The causal association between 91 inflammatory Circulating proteins and intracerebral hemorrhage: A bidirectional two-sample Mendelian randomization study.

Background: Intracerebral hemorrhage (ICH), a subtype of stroke, is associated with high incidence and disability rates. The link between inflammatory circulating proteins and ICH is still not definitively established. Our research sets out to delve into this mystery by examining the potential causal connection between 91 such proteins and ICH, employing a sophisticated two-sample Mendelian randomization approach to get to the bottom of it.

Methods: We obtained 91 SNPs associated with inflammatory circulating proteins from a genome-wide association study (GWAS). Two-sample and multivariable Mendelian randomization analyses were conducted, with inverse variance weighted (IVW) serving as the primary method to assess the relationship between exposure and outcome. To enhance the reliability of the findings, additional methods such as MR-Egger, weighted median, simple mode, and weighted mode were employed. Cochran's Q test was used to assess the heterogeneity of the SNPs, while MR-Egger regression and MR-PRESSO were applied to evaluate the directional pleiotropy of the instrumental variables.

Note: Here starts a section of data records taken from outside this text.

PR #292, opened 2021-10-12
feat(attachments): adds attachments to triggers

boc-tothefuture:
This is a WIP with RFC.

As I am converting more and more rules to jruby I am hitting the same pattern, in which I have multiple rules that are 99% similar but I want to do something slightly different based on the triggers, so I end up with duplicate rules.

For example:
```
def check_garage_doors(reason)
  open_doors = groups['GarageDoors'].select(&:open?)
  logging.debug("#{open_doors.length} garage doors open")
  open_doors.map{ |door| "#{reason} and #{door.label} is open" }
            .each { logger.warn(text); notify(text) }
end

rule 'Check garage doors at night' do
  every :day, at: '8pm'
  run { check_garage_doors "It's 8PM"}
end

rule 'Check garage doors when alarm armed for night' do
  changed Alarm_Mode, to: [10,14]
  run { check_garage_doors "Night mode set"}
end
```

The problems with this are:
1. The rule is almost exactly the same and so I copy and paste them - when you copy and paste it is a great way to create errors if not initially, later on when modifying.
2. I have to extract the check_garage_doors out to a method because I have multiple rules

I created a WIP for adding attachments to triggers, which would enable this instead:

```
def check_garage_doors(reason)
  open_doors = groups['GarageDoors'].select(&:open?)
  logging.debug("#{open_doors.length} garage doors open")
  open_doors.map{ |door| "#{reason} and #{door.label} is open" }
            .each { logger.warn(text); notify(text) }
end

rule 'Check if garage doors are open' do
  every :day, at: '8pm', attach: "It's 8PM"
  changed Alarm_Mode, to: [10,14], attach: 'Night mode set'
  run { |event| check_garage_doors(event.attachment)}
end
```

Now that it is a single rule, there is no need for the check_garage_doors method, but you could keep it if you want:

```
rule 'Check if garage doors are open' do
  every :day, at: '8pm', attach: "It's 8PM"
  changed Alarm_Mode, to: [10,14], attach: 'Night mode set'
  run do |event|
     reason = event.attachment
     open_doors = groups['GarageDoors'].select(&:open?)
     logging.debug("#{open_doors.length} garage doors open")
     open_doors.map{ |door| "#{reason} and #{door.label} is open" }
                        .each { logger.warn(text); notify(text) }
  end 
end
```

The other way to handle this is with looping, which I was doing in rules, but I think it is more difficult to understand what is going on:

```
Appliance = Struct.new(:name, :item, :url)
[Appliance.new("washer", Washer_Progress, Washer_Progress_URL), 
 Appliance.new("dryer", Dryer_Progress, Dryer_Progress_URL), ].each do |appliance|
  rule "Update #{appliance.name} chart URL" do
    changed appliance.item
    run do 
        progress = appliance.item&.state&.float_value || 0
        appliance.url << "https://quickchart.io/chart?c=" +ERB::Util.url_encode("{type:'radialGauge',data:{datasets:[{data:[#progress}],backgroundColor:'#283592'}]},options:{title:{display:true,text:'Progress',fontSize:20}}}"
    end
  end
end
```

would become:

```
rule "Update appliance chart URLs" do
  changed Washer_Progress, attach: Washer_Progress_URL
  changed Dryer_Progress, attach: Dryer_Progress_URL
  run |event| do 
      progress = event.item&.state&.float_value || 0
      url = event.attachment
      url << "https://quickchart.io/chart?c=" +ERB::Util.url_encode("{type:'radialGauge',data:{datasets:[{data:[#progress}],backgroundColor:'#283592'}]},options:{title:{display:true,text:'Progress',fontSize:20}}}"
    end
  end
end
```

You can attach arbitrary objects, arrays, hashes, etc.

Open items:
1. For the RFC I only did a WIP for changed, not the other triggers, although they will mostly be the same
2. I like 'attach:' for adding it to the trigger, I don't like 'attachment' to get the attached object
3. Not sure how to handle the 'triggered' execution block, could add to the item the event object. 

WDYT?

### DIFF
--- a/lib/openhab/dsl/rules/automation_rule.rb
+++ b/lib/openhab/dsl/rules/automation_rule.rb
@@ -5,6 +5,8 @@ require 'set'
 require 'openhab/core/thread_local'
 require 'openhab/log/logger'
 
+require_relative 'item_event'
+
 module OpenHAB
   module DSL
     #
@@ -29,6 +31,8 @@ module OpenHAB
         # @param [Config] config Rule configuration
         #
         # Constructor sets a number of variables, no further decomposition necessary
+        # rubocop:disable Metrics/MethodLength
+        # Metrics disabled because only setters are called or defaults set.
         def initialize(config:)
           super()
           set_name(config.name)
@@ -41,7 +45,9 @@ module OpenHAB
           @between = between || OpenHAB::DSL::TimeOfDay::ALL_DAY
           # Convert between to correct range or nil if not set
           @trigger_delays = config.trigger_delays
+          @attachments = config.attachments
         end
+        # rubocop:enable Metrics/MethodLength
 
         #
         # Execute the rule
@@ -51,7 +57,7 @@ module OpenHAB
         #
         #
         def execute(mod = nil, inputs = nil)
-          logger.trace { "Execute called with mod (#{mod&.to_string}) and inputs (#{inputs&.pretty_inspect}" }
+          logger.trace { "Execute called with mod (#{mod&.to_string}) and inputs (#{inputs&.pretty_inspect})" }
           logger.trace { "Event details #{inputs['event'].pretty_inspect}" } if inputs&.key?('event')
           if trigger_delay inputs
             trigger_delay = trigger_delay(inputs)
@@ -89,6 +95,15 @@ module OpenHAB
         end
 
         #
+        # Get the trigger_id for the trigger that caused the rule creation
+        #
+        # @return [Hash] Input hash potentially containing trigger id
+        #
+        def trigger_id(inputs)
+          inputs&.keys&.grep(/\.event$/)&.first&.chomp('.event')
+        end
+
+        #
         # Returns trigger delay from inputs if it exists
         #
         # @param [Map] inputs map from OpenHAB containing UID
@@ -100,7 +115,24 @@ module OpenHAB
           # ["72698819-83cb-498a-8e61-5aab8b812623.event", "oldState", "module", \
           #  "72698819-83cb-498a-8e61-5aab8b812623.oldState", "event", "newState",\
           #  "72698819-83cb-498a-8e61-5aab8b812623.newState"]
-          @trigger_delays[inputs&.keys&.grep(/\.event$/)&.first&.chomp('.event')]
+          @trigger_delays[trigger_id(inputs)]
+        end
+
+        # If an attachment exists for the trigger for this event add it to the event object
+        # @param [Object] Event
+        # @param [Hash] Inputs into event
+        # @return [Object] Event with attachment added
+        #
+        def add_attachment(event, inputs)
+          attachment = @attachments[trigger_id(inputs)]
+          return event unless attachment
+
+          # Some events, like those from cron triggers don't have an event
+          # so an event is created
+          event ||= Struct.new(:event).new
+
+          event.attachment = attachment
+          event
         end
 
         #
@@ -268,8 +300,11 @@ module OpenHAB
         # @param [Map] inputs OpenHAB map object describing rule trigge
         #
         #
+        # rubocop:disable Metrics/MethodLength
+        # No logical way to break this method up
         def process_queue(run_queue, mod, inputs)
           event = inputs&.dig('event')
+          event = add_attachment(event, inputs)
 
           while (task = run_queue.shift)
             if task.is_a? RuleConfig::Delay
@@ -281,6 +316,7 @@ module OpenHAB
         rescue StandardError => e
           print_backtrace(e)
         end
+        # rubocop:enable Metrics/MethodLength
 
         #
         # Dispatch execution block tasks to different methods
--- a/docs/usage/execution/run.md
+++ b/docs/usage/execution/run.md
@@ -25,39 +25,42 @@ The following properties exist when a run block is triggered from an [updated](#
 | was?       | Prior state of triggering item was not NULL or UNDEF   |
 | was_null?  | Prior state was NULL                                   |
 | was_undef? | Prior state was UNDEF                                  |
+| attachment | Optional user provided attachment to trigger           |
 
 For compatibility, `last` is also aliased to `was`.
 
 ## Command Event Properties
 The following properties exist when a run block is triggered from a [received_command](#received_command) trigger.
 
-| Property     | Description                   |
-| ------------ | ----------------------------- |
-| command      | Command sent to item          |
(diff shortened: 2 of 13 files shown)


boc-tothefuture:
There are certainly multiple ways to solve this.  In my old rules DSL I certainly did what you have above - doing string based association within the rules.  I think awkward is probably different for each person.  Although both styles have pros/cons.  One nice benefit of the attach method is that you get validation when the rule is compiled if it will work, which avoids typos. In the string based it won't fail until the rule is invoked.

It also requires your items are named a specific and compatible way.  

However, it is one less element to contend with in the language. Although adding it, doesn't force usage. 

I could also solve this with a hash outside of the rule:
```
appliances = { Washer_Progress => Washer_Progress_URL,
                        Dryer_Progress => Dryer_Progress_URL ) }
```
Then my lookup would be in the rule itself on the triggering item.

It is a bit more to type of course, but does have the same benefit of validation during rule compilation. 

I won't force this in.
@jimtng and @pacive WDYT?

ccutrer:
the other thing I plan on using more in ruby rules is metadata. I already use it in a few key areas, but it's so awkward to use from the DSL I only use it if it's the only solution. it could help with your appliances rule, but not so much the garages one.

another thing I was thinking of that I'll throw out there, but is possibly even more awkward than your proposal, is being able to store the trigger, and then in the run method be able to tell which one triggered it. like:

```
rule "my rule" do
  t1 = cron ...
  t2 = SomeItem changed
  run do |event|
    do_something if event.trigger == t1
  end
end
```

boc-tothefuture:
I just ran into another similar use case:

I ended up doing this:

```
rule "UPB Bedroom Link activated" do 
  channel "#{upb_channel}_activated_event", triggered: ['62','63','64','66','67']
  run do |trigger|
    case trigger.event.to_i
    when 63,64
         Brian_Bedroom_Light.on
    when 62,66,67
         Brian_Bedroom_Light.off
    end
  end
end
```

If I had the trigger attach mechanism, I would have done this:
```
rule "UPB Bedroom Link activated" do 
  channel "#{upb_channel}_activated_event", triggered: ['63','64'], attach: ON 
  channel "#{upb_channel}_activated_event", triggered: ['62','66','67'], attach: OFF
  run { |trigger| Brian_Bedroom_Light << event.attachment }
end
```

jimtng:
In terms of naming, how about 'data' or 'tag' or 'arg' or 'param'

jimtng:
@boc-tothefuture your thoughts on this use case?

lib/openhab/dsl/rules/automation_rule.rb
```diff
@@ -253,12 +262,18 @@ def check_guards(event:)
...
               process_delay_task(inputs, mod, run_queue, task)
             else
+              event = inputs&.dig('event')
+              attachment = attachment(inputs)
+              if attachment
+                class << event
+                  attr_reader :attachment
+                end
+                event.instance_variable_set('@attachment', attachment)
+              end
```
jimtng, line 276: Is there a reason why this block of code needs to be inside the `while` loop? It seems to me that it could be done once before the loop.

jimtng (commented):
Thanks for reopening this PR! 

Are we still not sure about the naming? I have no objections to attach/attachment.

Some comments on this feature: whilst some of the simpler use cases can be achieved without this feature, i.e. by having a hash / association between an item => data, there are instances where this association differs based on which rule(s) it applies to.

For my case where I have multiple rules involving item1, it isn't associated to the same data across all the rules. In my case, Item1 can be associated with `X` in rule1 but it is associated with `Y` in rule2. A simple global hash won't work, and this is where the attachment feature is really useful because I can specify the association for each rule.

boc-tothefuture:
I am ok with the item attachments.. I know @ccutrer wasn't a fan to start.  Does @jimtng use case change your mind?

lib/openhab/dsl/rules/automation_rule.rb
```diff
@@ -100,7 +108,24 @@ def trigger_delay(inputs)
...
+        end
+
+        # If an attachment exists for the trigger for this event add it to the event object
+        # @param [Object] Event 
+        # @param [Hash] Inputs into event
+        # @return [Object] Event with attachment added
+        #
+        def add_attachment(event, inputs)
+          attachment = @attachments[trigger_id(inputs)]
+          return unless attachment
```
jimtng, line 121:
```suggestion
          return event unless attachment
```

lib/openhab/dsl/rules/triggers/cron.rb
```diff
@@ -72,22 +72,13 @@ def cron_expression_map
...
-        end
-
-        #
-        # Create a OpenHAB Cron trigger
-        #
-        # @param [String] expression OpenHAB style cron expression
-        #
-        def cron(expression)
-          @triggers << Trigger.trigger(type: Trigger::CRON, config: { 'cronExpression' => expression })
+          append_trigger(Trigger::CRON, { 'cronExpression' => expression }, attach: attach)
```
jimtng, line 81: We still need the `cron` trigger:

```suggestion
          cron(expression, attach)
        end

        #
        # Create a OpenHAB Cron trigger
        #
        # @param [String] expression OpenHAB style cron expression
        #
        def cron(expression, attach: nil)
          append_trigger(Trigger::CRON, { 'cronExpression' => expression }, attach)
```

boc-tothefuture: Oops.. thanks.

boc-tothefuture:
I have hit a snag currently as I can't seem to find a way to match up a cron trigger to the event it fires.  There is no context provided by OpenHAB from a cron trigger so I can't match it to a trigger UID.  I have crawled through the code base and the only way I can see to remediate this is to create another (dynamic) rule that keeps track of the UID and inserts it before calling the real rule.  It wouldn't be too difficult, just more complex than I wish it was.  

Seem odd that OpenHAB doesn't provide the same context of the trigger no matter how the event was fired.

jimtng:
> I have hit a snag currently as I can't seem to find a way to match up a cron trigger to the event it fires. There is no context provided by OpenHAB from a cron trigger so I can't match it to a trigger UID.

Perhaps for now we say that this feature doesn't work for cron triggers, and open an issue to track this in the future.

boc-tothefuture:
@jimtng ready for final review.

jimtng:
LGTM. I have been testing this on my production environment, including using it for my motion trigger rule. It works beautifully.

PR #295, opened 2021-10-18
feat(color): support for color items and hsb type

### LINKED ISSUE #34: Add Color Item Type

ccutrer:
closes #34

this still needs docs written

### DIFF
--- a/docs/usage/items/color.md
+++ b/docs/usage/items/color.md
@@ -1,0 +1,45 @@
+---
+layout: default
+title: ColorItem
+nav_order: 1
+has_children: false
+parent: Items
+grand_parent: Usage
+---
+
+
+# ColorItem
+
+ColorItem represents a color. Note that it inherits from DimmerItem, so you can
+call `on`, `off`, `on?`, `off?`, etc. on it. It's state type is an `HSBType`, which
+is generally stored as Hue, Saturation, and Brightness, but has easy helpers for
+working with RGB values of various forms.
+
+| Method     | Description                                                                     |
+| ---------- | ------------------------------------------------------------------------------- |
+| hue        | Returns the color's hue component as a QuantityType of unit DEGREE_ANGLE        |
+| saturation | Returns the color's saturation component as a PercentType                       |
+| brightness | Returns the color's brightness component as a PercentType                       |
+| red        | Returns the color's red component as a PercentType                              |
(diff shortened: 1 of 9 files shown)


ccutrer:
oh yeah, you're right, I didn't get to them. it's been a crazy week! I've had a good vacation though ;)

I don't care if we get them into this PR, or add them separately. I guess I have a slight preference to get this in sooner, as I'm already depending on it in my rules, so the sooner it's in the sooner I can get back to a regular release :).

boc-tothefuture:
Are you planning to add the docs to this PR?  I am fine w/ merging this and then I can open a PR for the hash support.

ccutrer:
> @ccutrer - Couple questions on the usage notes:
> 
> ```
> HueBulb << "#ff0000" # send 'red' as a command
> HueBulb.red # => 100%
> HueBulb.hue # => 0 °
> HueBulb.brightness # => 100%
> HueBulb.to_rgb # => [100%, 0%, 0%]
> HueBulb.rgb.to_s(16) # => "0xff0000"
> HueBulb.on? # => true
> ```
> 
>  1. When things are returning a % what type is that?
> 2. This my ignorance, I am sure, but Hue comes back as a degree?  What type is that?
> 3. We have `to_rgb' that returns an array of percents / we were going to accept a hash - shouldn't that be consistent?
> 4. We have `to_rgb' but to get the hex color code back out we do `.rgb.to_s(16)'.  Should that be `to_rgb.to_s(16)` or should the `to_rgb` instead be `rgb`?
> 5. Should we have a `to_hex` also?

1. It's a PercentType.
2. It's a QuantityType with unit DEGREE_ANGLE. HSB is modeled as a cylinder, with hue (the color wheel) being an angle, saturation (how much color) a percentage, and brightness a percentage.
3/4. 🤷  I was just documenting the java methods (https://www.openhab.org/javadoc/latest/org/openhab/core/library/types/hsbtype). `toRGB` returns an array with PercentType components, and `getRGB` returns an int (it actually always has the top 8 bits set to 0xff for 100% opacity, which seemed less than useful which is why I renamed it to `argb` and masked those out for `rib`).
5. Oh yeah, I totally added that method, need to document it.

ccutrer:
docs tweaked. let me know if you think we should do some method renames though.

PR #297, opened 2021-10-18
feat(rules): add terse rule syntax for simple rules

ccutrer:


ccutrer:
On the subject of rule names, do you know the difference between rule name and rule description? In OpenHAB's UI, the rules will show up with the name as bold, and then some UUID in not-bold: https://www.dropbox.com/s/zx54j0nztdxkx5t/Screen%20Shot%202021-10-18%20at%202.50.17%20PM.png?dl=0

AFAICT we're not accidentally setting description when we should be setting name. So where is the UUID coming from? For DSL rules the lower part ends up being "<filename>-<index>" (like "av-10"). It'd be nice if we could set that lower part to "hiome.rb-<uuid>" (or even something along the lines of a terse description of the trigger, like e"hiome.rb-gOccupancy-member-changed), and the upper part as is (or for terse rules, generating a friendly name, like "Member of gOccupancy Changed").

PR #314, opened 2021-10-19
Cancels outstanding timers when rules file is unloaded

### LINKED ISSUE #115: When a rule is removed any associated timers should be automatically cancelled
'for' timers, delay timers, etc.

boc-tothefuture:
This closes #115

### DIFF
--- a/features/changed_duration.feature
+++ b/features/changed_duration.feature
@@ -178,3 +178,22 @@ Feature: changed_duration
     When I deploy the rule
     And item "String_One" state is changed to "TWO"
     Then It should log "Changed rule: String_One changed" within 5 seconds
+
+  Scenario: Timers in changed duration are cancelled if the script is removed
+    Given items:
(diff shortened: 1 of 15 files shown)


boc-tothefuture:
@ccutrer assuming this passes checks, please take a look.  I had to change several log statements in classes you wrote.  When I did a require of the 'script_handler.rb' the load order changed and method calls you had to logger did not work. I required and included the logger in those classes.  

Let me know if I need to revert that and instead do something different so those classes can log.

boc-tothefuture:
@ccutrer I had to comment out the terse rules or else channels.feature was throwing an infinite loop after I made the change to the require order..  Do you want to take a look?

boc-tothefuture:
> what happens if you use `after` at top-level?

Doesn't work... I am going to reorganize the code a bit based on that and some other things going on in the reentrant PR.

PR #320, opened 2021-10-20
[WIP] Timers support reentrancy

### LINKED ISSUE #18: After blocks in rules should support reentrancy
Issue #16 describes where this could be helpful.

boc-tothefuture:
Closes #18

Adds timed commands

### DIFF
--- a/docs/usage/items.md
+++ b/docs/usage/items.md
@@ -54,18 +54,18 @@ end
 Item types have methods added to them to make it flow naturally within the a ruby context.  All methods of the OpenHAB item are available plus the additional methods described below.
 
 
-| Method  | Description                                                                          | Example                                                      |
-|---------|--------------------------------------------------------------------------------------|--------------------------------------------------------------|
-| <<      | Sends command to item                                                                | `VirtualSwitch << ON`                                        |
-| command | alias for shovel operator (<<)                                                       | `VirtualSwitch.command(ON)`                                  |
-| ensure  | Only send following command/update if the item is not already in the requested state | `VirtualSwitch.ensure.on`                                    |
-| update  | Sends update to an item                                                              | `VirtualSwitch.update(ON)`                                   |
-| id      | Returns label or item name if no label                                               | `logger.info(#{item.id})`                                    |
-| undef?  | Returns true if the state of the item is UNDEF                                       | `logger.info("SwitchTest is UNDEF") if SwitchTest.undef?`    |
-| null?   | Returns true if the state of the item is NULL                                        | `logger.info("SwitchTest is NULL") if SwitchTest.null?`      |
-| state?  | Returns true if the state is not UNDEF or NULL                                       | `logger.info("SwitchTest has a state") if SwitchTest.state?` |
-| state   | Returns state of the item or nil if UNDEF or NULL                                    | `logger.info("SwitchTest state #{SwitchTest.state}")`        |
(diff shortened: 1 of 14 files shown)


jimtng:
Here's one of my rules that use a timer. What I want to achieve with these rules is: - When the aircon is turned on and if there's a door/window opened, issue a voice warning in 5 minutes, and repeat that warning every 15 minutes until all doors/windows are closed. There are some other conditions to deal with but that's not as relevant to discuss in relation to the timer feature.

```ruby
def door_window_alert?
  Aircon_Power.on? && Aircon_Warning.on? && Aircon_Mode != 'FAN' && !Alarm_Armed.on? && gWindowsAndDoors.open?
end

@@door_timer = nil
def door_timer
  @@door_timer ||= after 15.minutes do |timer|
    next unless door_window_alert?

    open_doors = gWindowsAndDoors.all_members.grep(OPEN).map(&:label)
    say "The #{open_doors.to_sentence} #{open_doors.linking_verb} open while the Aircon is running"
    timer.reschedule
  end
end

rule 'Aircon: Door Alert Timer' do
  changed Aircon_Power, to: ON
  changed Aircon_Mode, from: 'FAN'
  changed gWindowsAndDoors, from: CLOSED, to: OPEN
  on_start
  only_if { door_window_alert? }
  run do
    door_timer.reschedule 5.minutes
    logger.info("RUBY: Warning will be issued #{gWindowsAndDoors}")
  end
end

rule 'Aircon: Cancel Door Alert Timer' do
  changed gWindowsAndDoors, to: CLOSED
  changed Aircon_Power, to: OFF
  changed Alarm_Armed, to: ON
  run do
    @@door_timer&.cancel
    @@door_timer = nil
  end
end
```

I suppose I can remove the last rule, and not cancel the timer, because when the timer executes, it will just return should it no longer need to issue a voice warning at that time (e.g. all doors and windows are closed by then). The check / cancellation are two redundant actions. In my mind however, it is more efficient to cancel the timer as soon as we know it's not needed (i.e. what the last rule does).

---

To use this PR, my rules can be modified to:

```
rule 'Aircon: Door Alert Timer' do
  changed Aircon_Power, to: ON
  changed Aircon_Mode, from: 'FAN'
  changed gWindowsAndDoors, from: CLOSED, to: OPEN
  on_start
  only_if { door_window_alert? }
  run do
    after (5.minutes, reentrant: Aircon_Power) do |timer|
      next unless door_window_alert?

      open_doors = gWindowsAndDoors.all_members.grep(OPEN).map(&:label)
      say "The #{open_doors.to_sentence} #{open_doors.linking_verb} open while the Aircon is running"
      timer.reschedule 15.minutes
    end
  end
end
```
Although this will forego the ability to cancel the timer from another rule, unless I save the timer in a variable.

jimtng:
Perhaps this syntax can be used to cancel the timer:
```ruby
after(nil, reentrant: Object)
```

So in my example above, the last rule can be written as:
```ruby
rule 'Aircon: Cancel Door Alert Timer' do
  changed gWindowsAndDoors, to: CLOSED
  changed Aircon_Power, to: OFF
  changed Alarm_Armed, to: ON
  run do
    after(nil, reentrant: Aircon_Power) # Cancel the timer without having to use an external variable to hold the timer object
  end
end
```

jimtng:
or: `after(reentrant: Object)` can return the timer object, so this can be used to cancel it:

```ruby
after(reentrant: Object)&.cancel
```

PR #343, opened 2021-10-30
build(ci): optimize CI builds by splitting features across number of …

### LINKED ISSUE #310: Decrease test time by reusing runners
Presently we have a runner for each feature file.  This is nice because you have a runner for each future, therefore when a test fails it is obvious which runner caused it to fail. 

However, the issue is that setting up each runner takes a long time as openhab has to start, warmup, etc. 

Instead we could spread the individual tests out among the 20 runners.  That would start 20 runners and divide the individual tests among each runner. For example:

```
runner1:  features/thing.feature:11, features/timer.feature:118
runner2: features/thing.feature:24, features/time_of_day:45
```

This should reduce test time and spread the load somewhat evenly across the runners.  However, when a test fails you would need to look at the output to figure out exactly which feature failed. 

WDYT?

boc-tothefuture:
…runners

closes #310

### DIFF
--- a/.github/workflows/workflow.yml
+++ b/.github/workflows/workflow.yml
@@ -176,9 +176,12 @@ jobs:
        run: |
           bundle config path vendor/bundle
           bundle install --jobs 4 --retry 3
+     - name: Remove env.rb file
+       run: |
+          rm features/support/env.rb
      - id: set-matrix
        run: |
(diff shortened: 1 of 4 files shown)


boc-tothefuture:
Looks like this cuts build time by 1/2 to 1/3.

Results: Univariate Mendelian randomization analysis identified a significant causal relationship between four inflammatory circulating proteins, Axin1 (odds ratio (OR): 0.77, 95% confidence intervals (CI): 0.61-0.96, P-value = 0.0239), CXCL1 (OR: 0.81, 95% CI: 0.68-0.96, P-value = 0.0190), CXCL9 (OR: 0.85, 95% CI: 0.74-0.98, P-value = 0.0256), and MCP4 (OR: 0.79, 95% CI: 0.69-0.90, P = 0.0007), and the risk of ICH. After adjusting for confounding factors such as body weight and alcohol consumption, multivariable Mendelian randomization analysis still demonstrated a significant causal relationship between these four proteins and ICH. Furthermore, after excluding hypertension as a confounder, MCP4 expression remained significantly associated with ICH. When adjusting for type 2 diabetes, both CXCL9 and MCP4 exhibited a significant causal relationship with ICH. Reverse Mendelian randomization analysis revealed a negative correlation between ICH (as the exposure) and the expression of seven inflammatory circulating proteins.

Conclusion: In summary, our two-sample Mendelian randomization analysis, which operates in both directions, has revealed a likely causal link between four inflammatory proteins present in circulation and the risk of ICH. Keeping track of the expression levels of these inflammatory proteins may prove beneficial for both the prevention and management of ICH.

Highlight: There is a significant bidirectional causal relationship between inflammatory circulating proteins and the risk of intracerebral hemorrhage (ICH) onset. The expression levels of Axin1, CXCL1, CXCL9, and MCP4 are negatively correlated with the risk of ICH onset, suggesting that they may serve as potential important molecular targets for ICH.